On Wed, Jul 18, 2018 at 06:31:15PM +0200, Peter Zijlstra wrote:
> On Wed, Jul 18, 2018 at 09:56:33AM -0400, Johannes Weiner wrote:
> > On Wed, Jul 18, 2018 at 02:46:27PM +0200, Peter Zijlstra wrote:
> 
> > > I'm confused by this whole MEMSTALL thing... I thought the idea was to
> > > account the time we were _blocked_ because of memstall, but you seem to
> > > count the time we're _running_ with PF_MEMSTALL.
> > 
> > Under heavy memory pressure, a lot of active CPU time is spent
> > scanning and rotating through the LRU lists, which we do want to
> > capture in the pressure metric. What we really want to know is the
> > time in which CPU potential goes to waste due to a lack of
> > resources. That's the CPU going idle due to a memstall, but it's also
> > a CPU doing *work* which only occurs due to a lack of memory.
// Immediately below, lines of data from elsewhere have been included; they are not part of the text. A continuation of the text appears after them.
PR #315, opened 2022-02-02
Allow multiple form data tabs on parent view

luca-rath:
| Q | A
| --- | ---
| Bug fix? | no
| New feature? | yes
| BC breaks? | no
| Deprecations? | no
| Fixed tickets | -
| Related issues/PRs | -
| License | MIT

#### What's in this PR?

Allow multiple form data tabs on parent view

### DIFF
--- a/Admin/DynamicListAdmin.php
+++ b/Admin/DynamicListAdmin.php
@@ -46,6 +46,7 @@ class DynamicListAdmin extends Admin
     public function configureViews(ViewCollection $viewCollection): void
     {
         foreach ($this->config as $parent => $sections) {
+            /** @var mixed[] $config */
             foreach ($sections as $config) {
                 if (!$viewCollection->has($parent)) {
                     continue;
--- a/Admin/DynamicListAdmin.php
+++ b/Admin/DynamicListAdmin.php
@@ -46,18 +46,20 @@ class DynamicListAdmin extends Admin
     public function configureViews(ViewCollection $viewCollection): void
     {
         foreach ($this->config as $parent => $sections) {
+            $counter = 0;
             /** @var mixed[] $config */
-            foreach ($sections as $config) {
+            foreach ($sections as $key => $config) {
+                 ++$counter;
                 if (!$viewCollection->has($parent)) {
                     continue;
                 }
 
                 $action = 'form-list';
-                if (isset($config['action'])) {
-                    $action = $config['action'];
+                if ($counter > 1) {
+                    $action .= '-' . str_replace('_', '-', $key);
                 }
 
-                $name = $parent . '.' . $action;
+                $name = $parent . '.' . $action . '-key';
                 if (isset($config['name'])) {
                     $name = $config['name'];
                 }
--- a/Admin/DynamicListAdmin.php
+++ b/Admin/DynamicListAdmin.php
@@ -45,14 +45,17 @@ class DynamicListAdmin extends Admin
 
     public function configureViews(ViewCollection $viewCollection): void
     {
+        /** @var array<string, mixed> $sections */
         foreach ($this->config as $parent => $sections) {
+            if (!$viewCollection->has($parent)) {
+                continue;
+            }
+
             $counter = 0;
+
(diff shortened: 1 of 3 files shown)


alexander-schranz (changes requested):
@luca-rath the new poroperty should also be added to the documentation: https://github.com/sulu/SuluFormBundle/blob/2.x/Resources/doc/dynamic.md#list-tab---export

Resources/doc/dynamic.md
```diff
@@ -132,6 +132,7 @@ sulu_form:
     dynamic_lists:
         sulu_page.page_edit_form: # view key e.g. "sulu_page.page_edit_form" for sulu pages or "sulu_article.edit_form" for sulu articles.
             form: # unique key mostly the same as the template key or a combination between template and property key.
```
alexander-schranz: as reading this command I think we should just use the `key` as postfix for the viewbuilder, so uniqueness is defined by the yaml key.

Admin/DynamicListAdmin.php
```diff
@@ -45,20 +45,27 @@ public function __construct(ViewBuilderFactoryInterface $viewBuilderFactory, arr
 
     public function configureViews(ViewCollection $viewCollection): void
     {
-        $action = 'form-list';
-        // TODO handle multipage views
-
         foreach ($this->config as $parent => $sections) {
-            foreach ($sections as $key => $config) {
+            /** @var mixed[] $config */
+            foreach ($sections as $config) {
```
alexander-schranz:
```suggestion
            foreach ($sections as $key => $config) {
                 ++$counter;
```

Admin/DynamicListAdmin.php
```diff
@@ -45,20 +45,27 @@ public function __construct(ViewBuilderFactoryInterface $viewBuilderFactory, arr
...
                 if (!$viewCollection->has($parent)) {
                     continue;
                 }
 
-                $name = $parent . '.' . $action . '-key';
+                $action = 'form-list';
+                if (isset($config['action'])) {
+                    $action = $config['action'];
+                }
```
alexander-schranz: Following way we avoid the bc break when using the key:

```suggestion
                $action = 'form-list';
                if ($counter > 1) {
                    $action .= '-' . str_replace('_', '-', $key);
                }
```

Admin/DynamicListAdmin.php
```diff
@@ -45,20 +45,27 @@ public function __construct(ViewBuilderFactoryInterface $viewBuilderFactory, arr
 
     public function configureViews(ViewCollection $viewCollection): void
     {
-        $action = 'form-list';
-        // TODO handle multipage views
-
         foreach ($this->config as $parent => $sections) {
```
alexander-schranz, line 49:
```suggestion
        foreach ($this->config as $parent => $sections) {
            $counter = 0;
```

Admin/DynamicListAdmin.php
```diff
@@ -45,20 +45,27 @@ public function __construct(ViewBuilderFactoryInterface $viewBuilderFactory, arr
...
                     continue;
                 }
 
-                $name = $parent . '.' . $action . '-key';
+                $action = 'form-list';
+                if (isset($config['action'])) {
+                    $action = $config['action'];
+                }
+
+                $name = $parent . '.' . $action;
```
alexander-schranz: Required to avoid a bc break of the view name:

```suggestion
                $name = $parent . '.' . $action . '-key';
```

alexander-schranz (changes requested):
After rethinking I think we should use the `key` instead for action and view name as that make sure that is unique by the yaml structure. Sorry for the circumstances!

I added some suggestion so we can still avoid bc break in url and view name.

Resources/doc/dynamic.md
```diff
@@ -132,6 +132,7 @@ sulu_form:
...
+                action: form-list # the path of the view
```
luca-rath:
```suggestion
```

alexander-schranz (approved):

We want
> > to know about both to judge how productive system and workload are.
> 
> Then maybe memstall (esp. the 'stall' part of it) is a bit of a
> misnomer.

I'm not tied to that name, but I can't really think of a better
one. It was called PF_MEMDELAY in the past, but "delay" also has
busy-spinning connotations in the kernel. "wait" also implies that
it's a passive state.

> > > And esp. the wait_on_page_bit_common caller seems performance sensitive,
> > > and the above function is quite expensive.
> > 
> > Right, but we don't call it on every invocation, only when waiting for
> > the IO to read back a page that was recently deactivated and evicted:
> > 
> > 	if (bit_nr == PG_locked &&
> > 	    !PageUptodate(page) && PageWorkingset(page)) {
> > 		if (!PageSwapBacked(page))
> > 			delayacct_thrashing_start();
> > 		psi_memstall_enter(&pflags);
> > 		thrashing = true;
> > 	}
> > 
> > That means the page cache workingset/file active list is thrashing, in
> > which case the IO itself is our biggest concern, not necessarily a few
> > additional cycles before going to sleep to wait on its completion.
> 
> Ah, right. PageWorkingset() is only true if we (recently) evicted that
> page before, right?

Yep, but not all of those, only the ones who were on the active list
in their previous incarnation, aka refaulting *hot* pages, aka there
is little chance this is healthy behavior.